Stored data entries
***
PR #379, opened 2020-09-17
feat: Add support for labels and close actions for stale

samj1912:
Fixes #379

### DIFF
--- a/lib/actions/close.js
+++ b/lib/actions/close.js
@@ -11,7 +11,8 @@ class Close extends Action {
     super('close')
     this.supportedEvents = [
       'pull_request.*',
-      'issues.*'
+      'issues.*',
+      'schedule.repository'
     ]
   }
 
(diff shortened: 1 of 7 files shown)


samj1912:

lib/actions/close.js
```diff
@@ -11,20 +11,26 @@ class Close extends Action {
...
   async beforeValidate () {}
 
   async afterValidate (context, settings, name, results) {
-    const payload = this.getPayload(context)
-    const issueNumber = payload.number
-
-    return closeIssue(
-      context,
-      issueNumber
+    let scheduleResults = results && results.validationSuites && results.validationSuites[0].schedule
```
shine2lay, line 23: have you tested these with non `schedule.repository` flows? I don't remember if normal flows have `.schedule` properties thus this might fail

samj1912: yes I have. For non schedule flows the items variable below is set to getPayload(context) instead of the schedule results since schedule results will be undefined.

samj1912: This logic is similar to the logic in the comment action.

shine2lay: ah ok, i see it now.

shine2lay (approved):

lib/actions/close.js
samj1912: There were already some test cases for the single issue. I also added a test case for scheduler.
***
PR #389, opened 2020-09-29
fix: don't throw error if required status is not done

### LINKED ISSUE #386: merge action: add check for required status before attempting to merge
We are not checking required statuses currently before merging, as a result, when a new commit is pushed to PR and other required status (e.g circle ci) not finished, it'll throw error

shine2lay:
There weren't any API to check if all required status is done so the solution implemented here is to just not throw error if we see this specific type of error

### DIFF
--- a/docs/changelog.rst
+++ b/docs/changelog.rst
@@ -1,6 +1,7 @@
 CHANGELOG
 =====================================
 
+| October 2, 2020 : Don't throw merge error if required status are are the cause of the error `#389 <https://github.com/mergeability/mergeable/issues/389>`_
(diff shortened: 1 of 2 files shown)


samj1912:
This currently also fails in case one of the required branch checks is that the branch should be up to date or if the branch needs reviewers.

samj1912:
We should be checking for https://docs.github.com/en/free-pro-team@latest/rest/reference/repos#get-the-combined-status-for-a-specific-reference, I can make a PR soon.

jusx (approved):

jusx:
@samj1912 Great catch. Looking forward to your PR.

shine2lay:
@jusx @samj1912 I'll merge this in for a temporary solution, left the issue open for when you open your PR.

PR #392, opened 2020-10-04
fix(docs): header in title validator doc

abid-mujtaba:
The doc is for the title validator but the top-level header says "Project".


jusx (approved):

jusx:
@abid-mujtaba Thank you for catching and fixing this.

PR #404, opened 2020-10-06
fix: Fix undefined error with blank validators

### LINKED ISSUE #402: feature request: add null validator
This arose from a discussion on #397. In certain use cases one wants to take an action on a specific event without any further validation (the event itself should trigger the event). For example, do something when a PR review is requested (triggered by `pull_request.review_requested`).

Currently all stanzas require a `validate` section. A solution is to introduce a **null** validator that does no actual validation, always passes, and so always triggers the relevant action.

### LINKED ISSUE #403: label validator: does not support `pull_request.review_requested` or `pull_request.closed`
***
▶ Task brief
Look above for the line with "PR #392, opened 2020-10-04" and the line with "This arose from"; transcribe both and all lines in between, exactly, and nothing else.

▶ Exercise response
PR #392, opened 2020-10-04
fix(docs): header in title validator doc

abid-mujtaba:
The doc is for the title validator but the top-level header says "Project".


jusx (approved):

jusx:
@abid-mujtaba Thank you for catching and fixing this.

PR #404, opened 2020-10-06
fix: Fix undefined error with blank validators

### LINKED ISSUE #402: feature request: add null validator
This arose from a discussion on #397. In certain use cases one wants to take an action on a specific event without any further validation (the event itself should trigger the event). For example, do something when a PR review is requested (triggered by `pull_request.review_requested`).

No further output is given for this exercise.